▶ **WORK TO BE COMPLETED**:
Go through the data below line by line. Give only the number of lines that contain "energy".

▶ **EXERCISE INPUT**:
PR #220, opened 2020-04-03
Add neighbor_parallel_reduce

streeve:
This adds `neighbor_parallel_reduce` options that mirror the `neighbor_parallel_for`. I'll use these to give energy calculation the same flexibility as current force calculation (particularly where force and energy computes are fused). 

I didn't add a `simd_parallel_reduce`, but can if there's a use case

### DIFF
--- a/core/src/Cabana_Parallel.hpp
+++ b/core/src/Cabana_Parallel.hpp
@@ -609,8 +609,8 @@ inline void neighbor_parallel_for(
   the Kokkos::parallel_reduce called by this code and can be used for
   identification and profiling purposes.
 */
-template <class FunctorType, class NeighborListType, class... ExecParameters,
-          class ReduceType>
+template <class FunctorType, class NeighborListType, class ReduceType,
+          class... ExecParameters>
 inline void neighbor_parallel_reduce(
     const Kokkos::RangePolicy<ExecParameters...> &exec_policy,
     const FunctorType &functor, const NeighborListType &list,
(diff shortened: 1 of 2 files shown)


core/src/Cabana_Parallel.hpp
```diff
@@ -554,6 +576,422 @@ inline void neighbor_parallel_for(
...
+            for ( index_type a = n + 1; a < nn; ++a )
+            {
+                const index_type k =
+                    neighbor_list_traits::getNeighbor( list, i, a );
+                Impl::functorTagDispatch<work_tag>( functor, i, j, k, ival );
+            }
+        }
+    };
+    if ( str.empty() )
+        Kokkos::parallel_reduce( exec_policy, neigh_reduce, reduce_val );
```
sslattery, line 722: This seems to reduce a single value over all particles over all neighbors correct? I guess I though the MD use case was a per particle reduction over all neighbors. Hence if there are `N` particles you would get `N` reductions where the reduction is a force or something. What you have will almost work in that case - just replace the `parallel_reduce` with a `parallel_for` and have the user input a view/slice of values for each particle into which to write the reductions. Also note that the reducers can be multidimensional so you could calculate a force in 3 space dimensions or something in this way.

sslattery: OK after talking with Sam this functionality is needed for total reductions over neighbor operations (e.g. computing total energy in an MD calculculations). We will do what I described here in another PR which does something like `neighbor_parallel_for_reduce` or similar name with a custom result functor to allow the user to extract the particle-wise reductions.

▶ **ANSWER TO THIS EXERCISE**:
2